# Far more than ‘honest’ or ‘secular’ leaders, we need intelligent and competent ones



## whitestar_999 (Mar 25, 2014)

Far more than honest & secular leaders, we need intelligent and competent ones - The Times of India



> Either it is a broadening of his world view or an effect of the compulsions of electoral politics, but as Aam Aadmi Party's founder and leading light Arvind Kejriwal took the plunge into national politics, he observed that communalism was a bigger issue in India than corruption. Interestingly, he said this during an interaction with members of Delhi's India Islamic Centre.
> 
> Almost around the same time Javed Iqbal Ansari, one of the Rashtriya Janata Dal rebels who jumped ship before the elections, announced on national television that he was quitting the party as he is morally obliged, because of his community, to pursue secular politics.
> 
> ...


----------



## Minion (Mar 25, 2014)

This is so true In IT sector too I came across same kind of thing when i went for an interview some days back their manager just reject me because i know better than him. 
May be this country is falling apart.I don't know why people think a man with good knowledge is a threat to them.


----------



## lywyre (Mar 25, 2014)

Dayanidhi Maran was an example. Though as corrupt as any other politician, he did bring change in IT and after him everything stagnated. There is no significant progress in IT through out India.


----------



## Darth Vader (Mar 26, 2014)

lywyre said:


> Dayanidhi Maran was an example. Though as corrupt as any other politician, he did bring change in IT and after him everything stagnated. There is no significant progress in IT through out India.
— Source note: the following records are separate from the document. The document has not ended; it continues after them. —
PR #10, opened 2022-09-12
Repository annotation with JavaDoc outline

njr-11:
Creates the Repository annotation for #3 and experiments with a possible outline for the JavaDoc where we can put information about repository method naming patterns, keywords, return types and so forth as those aspects get decided later on.  The information that is initially there will not be correct or complete and hasn't even been discussed yet.

### DIFF
--- a/api/src/main/java/jakarta/data/Repository.java
+++ b/api/src/main/java/jakarta/data/Repository.java
@@ -1,0 +1,329 @@
+/*
+ * Copyright (c) 2022 Contributors to the Eclipse Foundation
+ *
+ * This program and the accompanying materials are made available under the
+ * terms of the Apache License, Version 2.0 which is available at
+ * https://www.apache.org/licenses/LICENSE-2.0.
+ *
+ * Unless required by applicable law or agreed to in writing, software
+ * distributed under the License is distributed on an "AS IS" BASIS, WITHOUT
+ * WARRANTIES OR CONDITIONS OF ANY KIND, either express or implied. See the
+ * License for the specific language governing permissions and limitations
+ * under the License.
+ *
+ * SPDX-License-Identifier: Apache-2.0
+ */
+package jakarta.data;
+
+import java.lang.annotation.Documented;
+import java.lang.annotation.ElementType;
+import java.lang.annotation.Retention;
+import java.lang.annotation.RetentionPolicy;
+import java.lang.annotation.Target;
+
+/**
+ * Designates a data repository interface that will be implemented by the container/runtime.<p>
+ *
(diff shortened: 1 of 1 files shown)


api/src/main/java/jakarta/data/Repository.java
```diff
@@ -0,0 +1,329 @@
...
+ * are discussed and defined.<p>
+ */
+@Documented
+@Retention(RetentionPolicy.RUNTIME)
+@Target(ElementType.TYPE)
+public @interface Repository {
+    /**
+     * Entity class. By default, detect automatically.
+     */
+    Class<?> value() default void.class;
```
otaviojava, line 328: :question: do we need this value's field?

njr-11: > ❓ do we need this value's field?

There needs to be some way of identifying the type of entity for a repository for cases where the only references to the entity type are parameterized.  The following, for example, won't work for solutions that process the annotations at run time because it has no way of knowing that it needs to look for the location in the database that stores Car entities,

```
@Repository
public interface CarRepository extends DataRepository<Car, Long>{
    List<Car> findByMakeAndModel(String brand, String vehicleModel);
}
```

One way to allow for that is to allow the entity type to be optionally specified here,

```
@Repository(Car.class)
public interface CarRepository extends ...
```

But there are plenty of other options that could be chosen instead, such as having a separate annotation for it, or requiring the user to compose at least one method that accepts or returns the entity type unparameterized, and so forth.  Do you have a preference?

otaviojava: We can do it with the annotation process with this way:

```java
    static List<String> findParameters(TypeMirror repository) {
        if (repository instanceof DeclaredType) {
            DeclaredType declaredType = (DeclaredType) repository;
            return declaredType.getTypeArguments().stream()
                    .map(TypeMirror::toString)
                    .collect(Collectors.toList());
        }
        return Collections.emptyList();
    }
```
Where the first parameter is the first element on the generic.
Anyway, we'll go further on it in the next discussion/issue about the ```CrudRepository```

njr-11: I don't see a way to use TypeMirror at run time, however, I looked into this further and it appears that ParameterizedType.getActualTypeArguments would be able to access the type parameters at run time, so I've updated the pull to remove the entity class from the annotation and its documentation.

otaviojava:
I'll cherry-pic this one.

otaviojava:
@njr-11 once I moved those commits to mine, I'll close this one.

PR #16, opened 2022-09-18
Add crud repository feature

otaviojava:
As we discussed last September 13, we started discussing repositories on the CrudRepository methods.

We used those methods to start the discussion:

Furthermore, this PR also provides the skeleton of the documentation to the repository type.

-  [CrudRepository](https://github.com/spring-projects/spring-data-commons/blob/main/src/main/java/org/springframework/data/repository/CrudRepository.java) by Spring
- [CrudRepository](https://github.com/micronaut-projects/micronaut-data/blob/master/data-model/src/main/java/io/micronaut/data/repository/CrudRepository.java) by Micronaut
- [Repository](https://github.com/eclipse-ee4j/nosql/blob/main/api/mapping/mapping-core/src/main/java/jakarta/nosql/mapping/Repository.java) by Jakarta NoSQL
- [EntityRepository](https://github.com/apache/deltaspike/blob/master/deltaspike/modules/data/api/src/main/java/org/apache/deltaspike/data/api/EntityRepository.java) by Delta Spike
- [PanacheRepository](https://github.com/quarkusio/quarkus/blob/main/extensions/panache/hibernate-orm-panache/runtime/src/main/java/io/quarkus/hibernate/orm/panache/PanacheRepository.java) by Quarkus

This PR includes:

* https://github.com/jakartaee/data/issues/14

:disappointed:  Sorry, I did not find a way to break this PR into smaller ones. 
:warning:  When it makes sense, please, explore the [suggestion mode on GitHub](https://docs.github.com/en/pull-requests/collaborating-with-pull-requests/reviewing-changes-in-pull-requests/incorporating-feedback-in-your-pull-request).

Related: https://github.com/jakartaee/data/issues/8

https://github.com/jakartaee/data/issues/1

PR #20, opened 2022-09-21
OrderBy annotation for sorting

### LINKED ISSUE #18: Could OrderBy be better specified annotatively?
**Description**

As a:

...I need to be able to:

have a less lengthy and less error-prone way of defining custom repository methods

...which enables me to:

better understand the code that uses my repository methods and
reduce the opportunity for misspellings and mistakes in my repository methods.

Instead of writing queries such as the following that make the code almost unreadable,

```
List<Employee> findByDepartmentAndIdNotOrderByPositionDescLastNameAscFirstNameAsc(String deptNum, int empNum);

...
coworkers = employees.findByDepartmentAndIdNotOrderByPositionDescLastNameAscFirstNameAsc(deptNum, empNum);
```

suppose we allowed the sorting information to all be declared annotatively,

```
@OrderBy(value = "position", descending = true)
@OrderBy("lastName")
@OrderBy("firstName")
List<Employee> findByDepartmentAndIdNot(String deptNum, int empNum);

...
coworkers = employees.findByDepartmentAndIdNot(deptNum, empNum);
```

The only disadvantage I can think of is if someone wanted to duplicate the exact same query but with different ordering, but it's likely that special case would already be solved by the Sorts parameter that some of the implementations have.

njr-11:
fixes  #18

### DIFF
--- a/api/src/main/java/jakarta/data/repository/OrderBy.java
+++ b/api/src/main/java/jakarta/data/repository/OrderBy.java
@@ -1,0 +1,89 @@
+/*
+ * Copyright (c) 2022 Contributors to the Eclipse Foundation
+ *
+ * Licensed under the Apache License, Version 2.0 (the "License");
+ * you may not use this file except in compliance with the License.
+ * You may obtain a copy of the License at
+ *
+ *     http://www.apache.org/licenses/LICENSE-2.0
+ *
+ * Unless required by applicable law or agreed to in writing, software
+ * distributed under the License is distributed on an "AS IS" BASIS,
+ * WITHOUT WARRANTIES OR CONDITIONS OF ANY KIND, either express or implied.
+ * See the License for the specific language governing permissions and
+ * limitations under the License.
+ *
+ * SPDX-License-Identifier: Apache-2.0
+ */
+package jakarta.data.repository;
+
+import java.lang.annotation.ElementType;
+import java.lang.annotation.Repeatable;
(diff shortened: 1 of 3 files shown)


otaviojava:
@njr-11 please, don't forget to add the documentation and this option on the [spec](https://github.com/jakartaee/data/blob/main/spec/src/main/asciidoc/repository.asciidoc) as well.

otaviojava (dismissed):

otaviojava:
Anyway, IMHO: it is free to go.

njr-11:
> @njr-11 please, don't forget to add the documentation and this option on the [spec](https://github.com/jakartaee/data/blob/main/spec/src/main/asciidoc/repository.asciidoc) as well.

@otaviojava thanks - with #16 now merged, I rebased onto that and added a [commit](https://github.com/jakartaee/data/pull/20/commits/fb8bf5a8b7775ec1944b659494dbe7ee3509ed24) that updates the repository spec document.  It also includes a couple of minor fixes that I spotted (making the indentation of the code examples consistent and a one-word correction) while making the change.

otaviojava:
@njr-11 about the documentation.
IMHO
We should not remove the method by the query that we support.
I would like to add this annotation as an option.
It is mainly on all vendors such as Spring, Micronaut, Delta Spike, JNoSQL. 
It is already a standard.

otaviojava (approved):

PR #33, opened 2022-10-03
Replacing assertion libraries: Hamcrest by AssertJ

eliasnogueira:
### Motivation

This PR replace Hamcrest assertion library by AssertJ to add more fluent asserts.

### Changed

- jakarta-data-api
    - Removed `hamcrest-all` in favour of `assertj-core`
    - Changed the assertions in `PageableTest` and `SortTest`
    - Removed redundant tests on `SortTest`
- jakarta-data-parent
    - Updated the following libraries
        - `mockito`.version` to `4.8.0`
        - `junit` to `5.9.0`
    - Fix typo on `mockito.version`

### DIFF
--- a/CHANGELOG.md
+++ b/CHANGELOG.md
@@ -1,0 +1,20 @@
+# Changelog
+
+All notable changes to this project will be documented in this file.
+
+The format is based on [Keep a Changelog](https://keepachangelog.com/en/1.0.0/),
+and this project adheres to [Semantic Versioning](https://semver.org/spec/v2.0.0.html).
+
+## [1.0.1] - 03-10-2022
+
+### Changed
+
+- jakarta-data-api
+    - Removed `hamcrest-all` in favour of `assertj-core`
+    - Changed the assertions in `PageableTest` and `SortTest`
+    - Removed redundant tests on `SortTest`
+- jakarta-data-parent
+    - Updated the following libraries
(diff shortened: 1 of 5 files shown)


otaviojava:
Thank you @eliasnogueira it sounds good to go.

@njr-11 What do you think?
could you review it?

njr-11:
> @njr-11 What do you think?
> could you review it?

This looks like it is primarily a change to how the unit tests are styled, which can be a matter of preference between developers.  I don't have a preference here and would lean toward whatever is the standard or convention for Jakarta specs, if there even is one.  I really have no idea.  The changes themselves look valid.  The intent of the tests has been preserved and I don't see any coverage lost or added.  It certainly makes sense at this point in the development cycle at the very beginning of the project to decide on what the standard will be for tests because now is when it's easiest to convert what is there.

otaviojava (approved):

njr-11 (approved):
Earlier this week I posted to the Jakarta Data mailing list to check if anyone was opposed to switching the style of test assertions and there were no objections, so I think we can merge this.

eliasnogueira:
@otaviojava @njr-11 I pulled the latest changes from `main` adding the new test (page size) and additional checks from the exception check test.

Could you please review it?

njr-11 (approved):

Very True. The party members were afraid of the progress he made and brought him down, thereby halted everything including the Broadband.


----------



## Flash (Mar 26, 2014)

That's a bitter truth, and it's happening everywhere. 

They may have a older proven principle of doing a certain THING, that will give sure result. They will continue to do that, as like it's the only way to do that. If their subordinates or anyone (lower in their hierarchy than them) suggests a new point/way for doing that THING in an efficient/effective way than the existing, they won't simply accept. Either they say "Am experienced than you. Are you teaching me?" or "Just do your work, this is how we did and this is how you should do too". Only few people are open to change and suggestions. Others, just stagnate their subordinates with their commanding power.

People on higher hierarchy always want to stay high; they don't want others to get up, unless they belong to their bloodline or the people they know better or the ones they can do ANYTHING for them.


----------



## lywyre (Mar 26, 2014)

The politicians are not having the will for progress of our nation. They only want our people to be ignorant, so that they can reap them every election for votes.


----------



## snap (Mar 26, 2014)

“A society grows great when old men plant trees whose shade they know they shall never sit in.”


----------



## Ironman (Mar 27, 2014)

Lets start a Party Here in TDF , Im In 
any one else  ?


----------



## lywyre (Mar 27, 2014)

^ Not sure if serious or ing


----------



## Ironman (Mar 30, 2014)

lywyre said:


> ^ Not sure if serious or ing



Serious Bro ..


----------



## nikhilsharma007nikx (Mar 31, 2014)

The world need people with better knowledge and with better degrees or documents ... in my school there is a guy who do all the hardware work of repairing computer and they call me and my friend for small work which that guy can't do !!! and we are like wth ! why don't you give us the salary ! lol


----------



## Neuron (Mar 31, 2014)

The problem isn't exactly with politicians, it's with the people. Most followers of a particular political party blindly worship their leaders the same way they worship film stars. Whatever their leaders want to do they are all in for it. Whatever the opposition party wants to do, it's wrong. We get the kind of leaders we deserve.


----------